Vision-guided robotic systems are increasingly deployed in precision alignment tasks that require reliable execution under near-field and off-axis configurations. While recent advances in pose estimation have significantly improved numerical accuracy, practical robotic systems still suffer from frequent execution failures even when pose estimates appear accurate. This gap suggests that pose accuracy alone is insufficient to guarantee execution-level reliability. In this paper, we reveal that such failures arise from a deterministic geometric error amplification mechanism, in which small pose estimation errors are magnified through system structure and motion execution, leading to unstable or failed alignment. Rather than modifying pose estimation algorithms, we propose a Reliability-aware Execution Gating mechanism that operates at the execution level. The proposed approach evaluates geometric consistency and configuration risk before execution, and selectively rejects or scales high-risk pose updates. We validate the proposed method on a real UR5 robotic platform performing single-step visual alignment tasks under varying camera-target distances and off-axis configurations. Experimental results demonstrate that the proposed execution gating significantly improves task success rates, reduces execution variance, and suppresses tail-risk behavior, while leaving average pose accuracy largely unchanged. Importantly, the proposed mechanism is estimator-agnostic and can be readily integrated with both classical geometry-based and learning-based pose estimation pipelines. These results highlight the importance of execution-level reliability modeling and provide a practical solution for improving robustness in near-field vision-guided robotic systems.

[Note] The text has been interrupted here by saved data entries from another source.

Issue #845, opened 2022-12-02
[BUG] `ActionEntryBuilder.state()` has the wrong signature


pbor:
It should take a `&Variant` not a `str`

PR #870, opened 2022-12-27
ActionEntry: take proper types instead of strings

pbor:
Fixes https://github.com/gtk-rs/gtk-rs-core/issues/845

### DIFF
--- a/gio/src/action_entry.rs
+++ b/gio/src/action_entry.rs
@@ -1,6 +1,6 @@
 // Take a look at the license at the top of the repository in the LICENSE file.
 
-use glib::{prelude::*, Variant};
+use glib::{prelude::*, Variant, VariantTy, VariantType};
 
 use crate::{ActionMap, SimpleAction};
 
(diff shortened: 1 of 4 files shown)


gio/src/action_entry.rs
```diff
@@ -69,13 +69,13 @@ where
...
-    pub fn parameter_type(mut self, parameter_type: &str) -> Self {
-        self.0.parameter_type = Some(parameter_type.to_owned());
+    pub fn parameter_type(mut self, parameter_type: Option<&VariantTy>) -> Self {
+        self.0.parameter_type = parameter_type.map(|vt| vt.to_owned());
         self
     }
 
-    pub fn state(mut self, state: &str) -> Self {
-        self.0.state = Some(state.to_owned());
+    pub fn state(mut self, state: Variant) -> Self {
```
pbor, line 77: Here I decided to take the variant by value... this avoids a copy since I assume in the common case this will be some state created on the spot (eg `false.to_variant()`). However `SimpleAction::new_stateful` takes it by reference, let me know if you prefer to change it for consistency

sdroege: Variants are refcounted so this is not too important, but seems nicer like this indeed. Can you change the other one too?

sdroege (dismissed):

bilelmoussaoui (dismissed):

bilelmoussaoui (approved):

PR #871, opened 2022-12-28
Implement safe io

A6GibKm:
Needs reviewing

Stuff thats missing

- [ ] unix_open_pipe (marked as unsafe for the moment)
- [ ] spawn_async_with_pipes (marked as unsafe for the moment)
- [x] spawn_async_with_fds
- [x] g_subprocess_launcher_take_fd
- [x] g_subprocess_launcher_take_stderr_fd
- [x] g_subprocess_launcher_take_stderr_fd
- [x] g_subprocess_launcher_take_stdin_fd
- [x] g_subprocess_launcher_take_stdout_fd
- [x] into_raw_unix_fd
- [x] into_raw_unix_fd_local
- [x] g_unix_fd_add_full

### DIFF
--- a/gio/src/unix_fd_list.rs
+++ b/gio/src/unix_fd_list.rs
@@ -1,12 +1,12 @@
 // Take a look at the license at the top of the repository in the LICENSE file.
 
 #[cfg(unix)]
-use std::os::unix::io::{AsFd, AsRawFd, FromRawFd, IntoRawFd, OwnedFd, RawFd};
+use std::os::unix::io::{AsFd, AsRawFd, BorrowedFd, FromRawFd, IntoRawFd, OwnedFd, RawFd};
 use std::{mem, ptr};
 
 use glib::{prelude::*, translate::*};
 #[cfg(all(not(unix), docsrs))]
-use socket::{AsFd, AsRawFd, FromRawFd, IntoRawFd, OwnedFd, RawFd};
+use socket::{AsFd, AsRawFd, BorrowedFd, FromRawFd, IntoRawFd, OwnedFd, RawFd};
 
 use crate::{ffi, UnixFDList};
 
@@ -69,16 +69,79 @@ pub trait UnixFDListExtManual: IsA<UnixFDList> + Sized {
     }
 
     #[doc(alias = "g_unix_fd_list_steal_fds")]
-    fn steal_fds(&self) -> Vec<RawFd> {
+    fn steal_fds(&self) -> FdArray {
         unsafe {
             let mut length = mem::MaybeUninit::uninit();
-            let ret = FromGlibContainer::from_glib_full_num(
-                ffi::g_unix_fd_list_steal_fds(self.as_ref().to_glib_none().0, length.as_mut_ptr()),
-                length.assume_init() as usize,
-            );
-            ret
+
+            let ptr =
+                ffi::g_unix_fd_list_steal_fds(self.as_ref().to_glib_none().0, length.as_mut_ptr());
+
+            FdArray {
+                ptr: ptr::NonNull::new(ptr).unwrap(),
+                len: length.assume_init() as usize,
+            }
         }
     }
 }
 
 impl<O: IsA<UnixFDList>> UnixFDListExtManual for O {}
+
+pub struct FdArray {
+    ptr: ptr::NonNull<libc::c_int>,
+    len: usize,
+}
+
+pub struct FdIterator {
+    ptr: ptr::NonNull<libc::c_int>,
+    len: usize,
+}
+
+impl Iterator for FdIterator {
+    type Item = OwnedFd;
+
+    fn next(&mut self) -> Option<Self::Item> {
+        if self.len > 0 {
+            let current = self.ptr.as_ptr();
+            if self.len > 1 {
+                let next = unsafe { self.ptr.as_ptr().add(1) };
+                self.ptr = ptr::NonNull::new(next).unwrap();
+            }
+            self.len -= 1;
+            Some(unsafe { OwnedFd::from_raw_fd(*current) })
+        } else {
+            None
+        }
+    }
+}
+
+impl Drop for FdArray {
+    fn drop(&mut self) {
+        while self.len > 0 {
+            unsafe {
+                let current = self.ptr.as_ptr();
+                libc::close(*current);
+            }
+            if self.len > 1 {
+                let next = unsafe { self.ptr.as_ptr().add(1) };
+                self.ptr = ptr::NonNull::new(next).unwrap();
+            }
+            self.len -= 1;
+        }
+    }
+}
+
+impl std::iter::IntoIterator for FdArray {
+    type Item = OwnedFd;
+    type IntoIter = FdIterator;
+
+    fn into_iter(mut self) -> Self::IntoIter {
+        let len = std::mem::take(&mut self.len);
+        FdIterator { len, ptr: self.ptr }
+    }
+}
+
+impl FdArray {
+    pub fn as_slice(&self) -> &[BorrowedFd<'_>] {
+        unsafe { std::slice::from_raw_parts(self.ptr.as_ptr() as *const BorrowedFd, self.len) }
+    }
+}
--- a/gio/src/unix_input_stream.rs
+++ b/gio/src/unix_input_stream.rs
@@ -13,24 +13,12 @@ impl UnixInputStream {
     // rustdoc-stripper-ignore-next
     /// Creates a new [`Self`] that takes ownership of the passed in fd.
     #[doc(alias = "g_unix_input_stream_new")]
-    pub fn take_fd(fd: OwnedFd) -> UnixInputStream {
+    pub fn from_fd(fd: OwnedFd) -> UnixInputStream {
         let fd = fd.into_raw_fd();
         let close_fd = true.into_glib();
         unsafe {
             InputStream::from_glib_full(ffi::g_unix_input_stream_new(fd, close_fd)).unsafe_cast()
         }
-    }
-
-    // rustdoc-stripper-ignore-next
-    /// Creates a new [`Self`] that does not take ownership of the passed in fd.
-    ///
-    /// # Safety
-    /// You may only close the fd if all references to this stream have been dropped.
-    #[doc(alias = "g_unix_input_stream_new")]
-    pub unsafe fn with_fd<T: AsRawFd>(fd: T) -> UnixInputStream {
-        let fd = fd.as_raw_fd();
-        let close_fd = false.into_glib();
-        InputStream::from_glib_full(ffi::g_unix_input_stream_new(fd, close_fd)).unsafe_cast()
     }
 }
 
--- a/gio/src/unix_output_stream.rs
+++ b/gio/src/unix_output_stream.rs
@@ -13,24 +13,12 @@ impl UnixOutputStream {
     // rustdoc-stripper-ignore-next
     /// Creates a new [`Self`] that takes ownership of the passed in fd.
     #[doc(alias = "g_unix_output_stream_new")]
-    pub fn take_fd(fd: OwnedFd) -> UnixOutputStream {
+    pub fn from_fd(fd: OwnedFd) -> UnixOutputStream {
         let fd = fd.into_raw_fd();
         let close_fd = true.into_glib();
         unsafe {
             OutputStream::from_glib_full(ffi::g_unix_output_stream_new(fd, close_fd)).unsafe_cast()
         }
-    }
-
-    // rustdoc-stripper-ignore-next
-    /// Creates a new [`Self`] that does not take ownership of the passed in fd.
-    ///
-    /// # Safety
-    /// You may only close the fd if all references to this stream have been dropped.
-    #[doc(alias = "g_unix_output_stream_new")]
-    pub unsafe fn with_fd<T: AsRawFd>(fd: T) -> UnixOutputStream {
-        let fd = fd.as_raw_fd();
-        let close_fd = false.into_glib();
-        OutputStream::from_glib_full(ffi::g_unix_output_stream_new(fd, close_fd)).unsafe_cast()
     }
 }
 
--- a/glib/src/functions.rs
+++ b/glib/src/functions.rs
@@ -241,7 +241,7 @@ pub fn compute_checksum_for_string(
 
 #[cfg(unix)]
 #[doc(alias = "g_unix_open_pipe")]
-pub fn unix_open_pipe(flags: i32) -> Result<(RawFd, RawFd), Error> {
+pub unsafe fn unix_open_pipe(flags: i32) -> Result<(RawFd, RawFd), Error> {
     unsafe {
         let mut fds = [0, 2];
         let mut error = ptr::null_mut();
--- a/glib/src/functions.rs
+++ b/glib/src/functions.rs
@@ -135,7 +135,7 @@ pub fn spawn_async_with_fds<P: AsRef<std::path::Path>>(
 #[cfg(not(windows))]
 #[cfg_attr(docsrs, doc(cfg(not(windows))))]
 #[doc(alias = "g_spawn_async_with_pipes")]
-pub fn spawn_async_with_pipes<
+pub unsafe fn spawn_async_with_pipes<
     P: AsRef<std::path::Path>,
     T: FromRawFd,
     U: FromRawFd,
--- a/glib/src/source.rs
+++ b/glib/src/source.rs
@@ -1,12 +1,10 @@
 // Take a look at the license at the top of the repository in the LICENSE file.
 
 #[cfg(unix)]
-use std::os::unix::io::RawFd;
+use std::os::unix::io::{AsFd, AsRawFd, BorrowedFd, RawFd};
 use std::{cell::RefCell, mem::transmute, num::NonZeroU32, time::Duration};
 
 use crate::ffi::{self, gboolean, gpointer};
-#[cfg(all(not(unix), docsrs))]
-use libc::c_int as RawFd;
 
 #[cfg(unix)]
 use crate::IOCondition;
@@ -154,33 +152,35 @@ fn into_raw_child_watch_local<F: FnMut(Pid, i32) + 'static>(func: F) -> gpointer
 #[cfg(unix)]
 #[cfg_attr(docsrs, doc(cfg(unix)))]
 unsafe extern "C" fn trampoline_unix_fd<
-    F: FnMut(RawFd, IOCondition) -> ControlFlow + Send + 'static,
+    F: FnMut(BorrowedFd, IOCondition) -> ControlFlow + Send + 'static,
 >(
-    fd: i32,
+    raw_fd: i32,
     condition: ffi::GIOCondition,
     func: gpointer,
 ) -> gboolean {
     let func: &RefCell<F> = &*(func as *const RefCell<F>);
+    let fd = BorrowedFd::borrow_raw(raw_fd);
     (*func.borrow_mut())(fd, from_glib(condition)).into_glib()
 }
 
 #[cfg(unix)]
 #[cfg_attr(docsrs, doc(cfg(unix)))]
 unsafe extern "C" fn trampoline_unix_fd_local<
-    F: FnMut(RawFd, IOCondition) -> ControlFlow + 'static,
+    F: FnMut(BorrowedFd, IOCondition) -> ControlFlow + 'static,
 >(
-    fd: i32,
+    raw_fd: i32,
     condition: ffi::GIOCondition,
     func: gpointer,
 ) -> gboolean {
     let func: &ThreadGuard<RefCell<F>> = &*(func as *const ThreadGuard<RefCell<F>>);
+    let fd = BorrowedFd::borrow_raw(raw_fd);
     (*func.get_ref().borrow_mut())(fd, from_glib(condition)).into_glib()
 }
 
 #[cfg(unix)]
 #[cfg_attr(docsrs, doc(cfg(unix)))]
 unsafe extern "C" fn destroy_closure_unix_fd<
-    F: FnMut(RawFd, IOCondition) -> ControlFlow + Send + 'static,
+    F: FnMut(BorrowedFd, IOCondition) -> ControlFlow + Send + 'static,
 >(
     ptr: gpointer,
 ) {
@@ -190,7 +190,7 @@ unsafe extern "C" fn destroy_closure_unix_fd<
 #[cfg(unix)]
 #[cfg_attr(docsrs, doc(cfg(unix)))]
 unsafe extern "C" fn destroy_closure_unix_fd_local<
-    F: FnMut(RawFd, IOCondition) -> ControlFlow + 'static,
+    F: FnMut(BorrowedFd, IOCondition) -> ControlFlow + 'static,
 >(
     ptr: gpointer,
 ) {
@@ -199,7 +199,7 @@ unsafe extern "C" fn destroy_closure_unix_fd_local<
 
 #[cfg(unix)]
 #[cfg_attr(docsrs, doc(cfg(unix)))]
-fn into_raw_unix_fd<F: FnMut(RawFd, IOCondition) -> ControlFlow + Send + 'static>(
+fn into_raw_unix_fd<F: FnMut(BorrowedFd, IOCondition) -> ControlFlow + Send + 'static>(
     func: F,
 ) -> gpointer {
     let func: Box<RefCell<F>> = Box::new(RefCell::new(func));
@@ -208,7 +208,7 @@ fn into_raw_unix_fd<F: FnMut(RawFd, IOCondition) -> ControlFlow + Send + 'static
 
 #[cfg(unix)]
 #[cfg_attr(docsrs, doc(cfg(unix)))]
-fn into_raw_unix_fd_local<F: FnMut(RawFd, IOCondition) -> ControlFlow + 'static>(
+fn into_raw_unix_fd_local<F: FnMut(BorrowedFd, IOCondition) -> ControlFlow + 'static>(
     func: F,
 ) -> gpointer {
     let func: Box<ThreadGuard<RefCell<F>>> = Box::new(ThreadGuard::new(RefCell::new(func)));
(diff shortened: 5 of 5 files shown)


gio/Cargo.toml
```diff
@@ -13,7 +13,7 @@ exclude = [
     "gir-files/*",
 ]
 edition = "2021"
-rust-version = "1.57"
```
sdroege, line 16: This already happened in https://github.com/gtk-rs/gtk-rs-core/commit/86eeafe6e0b1d4133df2c5d5f8c1fdd5edff7e24 or not?

A6GibKm: Yes, I was in an ancient local copy, tanks.

A6GibKm:
Added commit descriptions where there were api questions.

A6GibKm:
stuff that takes `impl AsFd` should take `&impl AsFd`.

gio/src/unix_fd_list.rs
```diff
@@ -54,37 +54,41 @@ impl<O: IsA<UnixFDList>> UnixFDListExtManual for O {
...
+    fn steal_fds(&self) -> Vec<OwnedFd> {
         unsafe {
             let mut length = mem::MaybeUninit::uninit();
-            let ret = FromGlibContainer::from_glib_full_num(
+            let ret: Vec<RawFd> = FromGlibContainer::from_glib_full_num(
                 ffi::g_unix_fd_list_steal_fds(self.as_ref().to_glib_none().0, length.as_mut_ptr()),
                 length.assume_init() as usize,
             );
-            ret
+            ret.into_iter().map(|fd| OwnedFd::from_raw_fd(fd)).collect()
```
sdroege, line 91: Why so complicated? Implement `glib::translate::TransparentType for OwnedFd` (in glib/src/translate.rs), and then you can do `glib::Slice::from_glib_full_num()` from the return value directly without all the vecs

glib/src/functions.rs
```diff
@@ -23,15 +23,15 @@ use crate::{Error, Pid, SpawnFlags};
...
     argv: &[&str],
     envp: &[&str],
     flags: SpawnFlags,
     child_setup: Option<Box_<dyn FnOnce() + 'static>>,
-    stdin_fd: T,
-    stdout_fd: U,
-    stderr_fd: V,
+    stdin_fd: &T,
+    stdout_fd: &U,
+    stderr_fd: &V,
```
sdroege, line 34: Everywhere you can use `T` instead of `&T` for `AsFd` (there's `impl<T: AsFd> AsFd for &T`), but also you can use `impl AsFd` instead of the generic parameter. Less line noise.

sdroege (commented):
Seems good to me otherwise

gio/src/unix_fd_list.rs
sdroege: https://gtk-rs.org/gtk-rs-core/git/docs/glib/translate/trait.TransparentType.html

A6GibKm: It requires Clone, which OwnedFd does not have.

sdroege: Ah I see, that's sad. I wonder why it doesn't have clone, that's just `dup()`.

A6GibKm:
Rebased. There were quite many conflicts so a review would be appreciated.

gio/src/unix_fd_list.rs
A6GibKm: well, according to rust, duplicating  a fd can fail, https://doc.rust-lang.org/src/std/os/fd/owned.rs.html#94.

sdroege:
Is this ready for another review and potentially merging?

A6GibKm:
> Is this ready for another review and potentially merging?

Yes and maybe

gio/src/desktop_app_info.rs
```diff
@@ -48,21 +48,16 @@ pub trait DesktopAppInfoExtManual: IsA<DesktopAppInfo> {
...
         launch_context: Option<&P>,
         spawn_flags: glib::SpawnFlags,
         user_setup: Option<Box_<dyn FnOnce() + 'static>>,
         pid_callback: Option<&mut dyn (FnMut(&DesktopAppInfo, glib::Pid))>,
-        stdin_fd: &mut T,
-        stdout_fd: &mut U,
-        stderr_fd: &mut V,
+        stdin_fd: T,
+        stdout_fd: U,
+        stderr_fd: V,
```
sdroege, line 60: This should be `Option`s (and `None` maps to -1, see the docs)

sdroege: Also `T`, `U`, `V` should probably just become `Option<impl AsFd>` to reduce the syntax noise here

gio/src/subprocess_launcher.rs
```diff
@@ -30,30 +30,60 @@ impl SubprocessLauncher {
         }
     }
 
+    #[cfg(any(unix, docsrs))]
+    #[cfg_attr(docsrs, doc(cfg(unix)))]
+    #[doc(alias = "g_subprocess_launcher_take_fd")]
+    pub fn take_owned_fd(&self, source_fd: OwnedFd, target_fd: OwnedFd) {
```
sdroege, line 36: This etc should also be `Option`, see above

gio/src/unix_fd_list.rs
```diff
@@ -25,12 +25,12 @@ impl UnixFDList {
 
 pub trait UnixFDListExtManual: IsA<UnixFDList> + Sized {
     #[doc(alias = "g_unix_fd_list_append")]
-    fn append<T: AsRawFd>(&self, fd: T) -> Result<i32, glib::Error> {
+    fn append<T: AsFd>(&self, fd: T) -> Result<i32, glib::Error> {
```
sdroege, line 28:
```suggestion
    fn append(&self, fd: impl AsFd) -> Result<i32, glib::Error> {
```

etc

gio/src/unix_fd_list.rs
```diff
@@ -42,39 +42,43 @@ pub trait UnixFDListExtManual: IsA<UnixFDList> + Sized {
     }
 
     #[doc(alias = "g_unix_fd_list_get")]
-    fn get(&self, index_: i32) -> Result<RawFd, glib::Error> {
+    fn get(&self, index_: i32) -> Result<OwnedFd, glib::Error> {
```
sdroege, line 45: The returned fd is not owned, is it? It's just borrowed

glib/src/source.rs
```diff
@@ -805,9 +808,10 @@ where
 /// This function panics if called from a different thread than the one that
 /// owns the main context.
 #[doc(alias = "g_unix_fd_add_full")]
-pub fn unix_fd_add_local<F>(fd: RawFd, condition: IOCondition, func: F) -> SourceId
+pub fn unix_fd_add_local<D, F>(fd: D, condition: IOCondition, func: F) -> SourceId
 where
-    F: FnMut(RawFd, IOCondition) -> Continue + 'static,
+    D: AsFd,
```
sdroege, line 813: `impl AsFd`, etc

sdroege:
Same comments also apply in other places in this PR

bilelmoussaoui:
Any chance we could get this for the next release?

glib/src/source.rs
A6GibKm: Did you mean to use `x: impl AsFd` rather than `x: D` (with `where D: AsFd`)?

sdroege: Yes

gio/src/unix_fd_list.rs
```diff
@@ -42,39 +42,43 @@ pub trait UnixFDListExtManual: IsA<UnixFDList> + Sized {
...
         }
     }
+
     #[doc(alias = "g_unix_fd_list_steal_fds")]
-    fn steal_fds(&self) -> Vec<RawFd> {
+    fn steal_fds(&self) -> Vec<OwnedFd> {
         unsafe {
             let mut length = mem::MaybeUninit::uninit();
-            let ret = FromGlibContainer::from_glib_full_num(
+            let ret: Vec<RawFd> = FromGlibContainer::from_glib_full_num(
```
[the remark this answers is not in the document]
A6GibKm: Done, but the return type is still `Vec<BorrowedFd<'_>>`, which is kinda odd.

gio/src/subprocess_launcher.rs
A6GibKm: Done, but I am not sure if the change I made should have been done in the way I did (rather than baking the option into `fn unsafe take_fd` itself)

gio/src/unix_fd_list.rs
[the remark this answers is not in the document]
sdroege: It says `steal` here so they're probably not borrowed but owned?

Also why don't you use `glib::Slice` here to avoid the copy to a `Vec`?

gio/src/subprocess_launcher.rs
sdroege: Yes I think that would be better

gio/src/unix_fd_list.rs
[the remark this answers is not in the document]
A6GibKm: I wasn't able to do the map RawFd->BorrowedFd without ownership issues at the time.

A6GibKm:
rebased. I don't quite remember the state of this. It should be fine, iirc.

gio/src/subprocess_launcher.rs
sdroege: This still applies. `None` should map to `-1`

gio/src/unix_fd_list.rs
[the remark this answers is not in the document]
sdroege: This can actually just return `&[BorrowedFd]`. You can use `std::slice::from_raw_parts()` plus a cast. `BorrowedFd` is guaranteed to have the same layout as an actual fd.

gio/src/unix_fd_list.rs
```diff
@@ -47,39 +47,43 @@ pub trait UnixFDListExtManual: sealed::Sealed + IsA<UnixFDList> + Sized {
...
             } else {
                 Err(from_glib_full(error))
             }
         }
     }
 
     #[doc(alias = "g_unix_fd_list_peek_fds")]
-
-    fn peek_fds(&self) -> Vec<RawFd> {
+    fn peek_fds(&self) -> Vec<BorrowedFd<'_>> {
```
sdroege, line 65: This can actually just return `&[BorrowedFd]`. You can use `std::slice::from_raw_parts()` plus a cast. `BorrowedFd` is guaranteed to have the same layout as an actual fd.

gio/src/unix_fd_list.rs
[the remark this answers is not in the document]
sdroege: `OwnedFd` has the same layout as an actual fd so you could just cast things.

I think the correct thing to do here (because `glib::Slice` requires all the traits for the contained type) is to define a new `struct FdArray(...)` that stores a `glib::Slice<i32>` and can `Deref` into `BorrowedFd` and `IntoIterator<Item = OwnedFd>`, and on `Drop` frees things accordingly.

gio/src/desktop_app_info.rs
```diff
@@ -54,21 +54,16 @@ mod sealed {
 pub trait DesktopAppInfoExtManual: sealed::Sealed + IsA<DesktopAppInfo> {
     #[cfg_attr(docsrs, doc(cfg(all(feature = "v2_58", unix))))]
     #[doc(alias = "g_desktop_app_info_launch_uris_as_manager_with_fds")]
-    fn launch_uris_as_manager_with_fds<
-        P: IsA<AppLaunchContext>,
-        T: AsRawFd,
-        U: AsRawFd,
-        V: AsRawFd,
-    >(
+    fn launch_uris_as_manager_with_fds<P: IsA<AppLaunchContext>>(
```
sdroege, line 57: It would be good to keep an unsafe version of this that works via raw fds.

gio/src/subprocess_launcher.rs
```diff
@@ -31,28 +31,60 @@ impl SubprocessLauncher {
...
+    pub unsafe fn take_stdin_fd(&self, fd: impl IntoRawFd) {
         unsafe {
             ffi::g_subprocess_launcher_take_stdin_fd(self.to_glib_none().0, fd.into_raw_fd());
         }
     }
 
     #[cfg(unix)]
     #[cfg_attr(docsrs, doc(cfg(unix)))]
+    #[doc(alias = "g_subprocess_launcher_take_stdin_fd")]
+    pub fn take_stdin_owned_fd(&self, fd: OwnedFd) {
```
sdroege, line 71: Also these functions all should take an `Option`, `None` is -1

glib/src/functions.rs
```diff
@@ -24,15 +24,15 @@ use crate::{Error, Pid, SpawnFlags};
 #[cfg_attr(docsrs, doc(cfg(all(feature = "v2_58", not(windows)))))]
 #[allow(clippy::too_many_arguments)]
 #[doc(alias = "g_spawn_async_with_fds")]
-pub fn spawn_async_with_fds<P: AsRef<std::path::Path>, T: AsRawFd, U: AsRawFd, V: AsRawFd>(
+pub fn spawn_async_with_fds<P: AsRef<std::path::Path>>(
```
sdroege, line 27: Should keep an unsafe version around too

glib/src/log.rs
```diff
@@ -972,16 +972,20 @@ pub fn log_variant(log_domain: Option<&str>, log_level: LogLevel, fields: &crate
 #[cfg_attr(docsrs, doc(cfg(unix)))]
 #[doc(alias = "g_log_writer_supports_color")]
 #[inline]
-pub fn log_writer_supports_color<T: AsRawFd>(output_fd: T) -> bool {
-    unsafe { from_glib(ffi::g_log_writer_supports_color(output_fd.as_raw_fd())) }
+pub fn log_writer_supports_color(output_fd: impl AsFd) -> bool {
```
sdroege, line 975: Should keep unsafe versions of this and below around

glib/src/source.rs
```diff
@@ -872,14 +872,14 @@ where
 /// The default main loop almost always is the main loop of the main thread.
 /// Thus, the closure is called on the main thread.
 #[doc(alias = "g_unix_fd_add_full")]
-pub fn unix_fd_add<F>(fd: RawFd, condition: IOCondition, func: F) -> SourceId
+pub fn unix_fd_add<F>(fd: impl AsFd, condition: IOCondition, func: F) -> SourceId
```
sdroege, line 875: unsafe versions of these too

sdroege: (callback still uses `BorrowedFd`)

glib/src/log.rs
A6GibKm: I don't think so, you can unsafely use the safe versions with BorrowedFd::borrow_raw or similar.

sdroege: Hm good point. But then we should probably remove all the others too?

glib/src/source.rs
A6GibKm: I don't know how we can do better regarding the callback to be honest. Cant have 

```
F: FnMut(impl AsFd, IOCondition) -> ControlFlow + Send + 'static,
```

sdroege: No I meant for the callback it's fine like it is

A6GibKm:
I removed the extra functions, since yeah in all cases you can unsafely use them with BorrowedFd::borrow_raw and OwnedFd::form_raw_fd.

gio/src/socket.rs
```diff
@@ -19,14 +19,16 @@ impl Socket {
     #[cfg(unix)]
     #[cfg_attr(docsrs, doc(cfg(unix)))]
     #[allow(clippy::missing_safety_doc)]
-    pub unsafe fn from_fd(fd: impl IntoRawFd) -> Result<Socket, glib::Error> {
+    pub fn from_fd(fd: OwnedFd) -> Result<Socket, glib::Error> {
```
sdroege, line 22:
```suggestion
    #[doc(alias = "g_socket_new_from_fd")]
    pub fn from_fd(fd: OwnedFd) -> Result<Socket, glib::Error> {
```

gio/src/socket.rs
```diff
@@ -19,14 +19,16 @@ impl Socket {
...
-        if error.is_null() {
-            Ok(from_glib_full(ret))
-        } else {
-            Err(from_glib_full(error))
+        unsafe {
+            let ret = ffi::g_socket_new_from_fd(fd, &mut error);
+            if error.is_null() {
+                Ok(from_glib_full(ret))
+            } else {
+                Err(from_glib_full(error))
```
sdroege, line 30: > On success, the returned GSocket takes ownership of fd. On failure, the caller must close fd themselves.

So you need to `close()` the fd here

gio/src/subprocess_launcher.rs
```diff
@@ -1,7 +1,7 @@
 // Take a look at the license at the top of the repository in the LICENSE file.
 
 #[cfg(any(unix, all(docsrs, unix)))]
-use std::os::unix::io::IntoRawFd;
+use std::os::unix::io::{IntoRawFd, OwnedFd};
```
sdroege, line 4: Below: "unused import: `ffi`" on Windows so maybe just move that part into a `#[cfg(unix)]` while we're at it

翻译：视觉引导机器人系统在精密对准任务中的部署日益增多，这些任务要求在近场和离轴配置下实现可靠执行。尽管位姿估计的最新进展显著提高了数值精度，但实际的机器人系统即使在其位姿估计看似准确时，仍频繁遭遇执行失败。这一差距表明，仅凭位姿精度不足以保证执行层面的可靠性。本文揭示，此类失败源于一种确定性的几何误差放大机制，即微小的位姿估计误差通过系统结构和运动执行被放大，从而导致不稳定或失败的对准。我们并未修改位姿估计算法，而是提出一种在**执行层面**运作的**可靠性感知执行门控**机制。该方法在执行前评估几何一致性与配置风险，并选择性地拒绝或缩放高风险的位姿更新。我们在一个真实的UR5机器人平台上验证了所提方法，该平台在变化的相机-目标距离和离轴配置下执行单步视觉对准任务。实验结果表明，所提出的执行门控显著提高了任务成功率，降低了执行方差，并抑制了尾部风险行为，同时平均位姿精度基本保持不变。重要的是，该机制与估计器无关，可轻松集成到基于经典几何和基于学习的位姿估计流程中。这些结果凸显了执行层面可靠性建模的重要性，并为提升近场视觉引导机器人系统的鲁棒性提供了一种实用解决方案。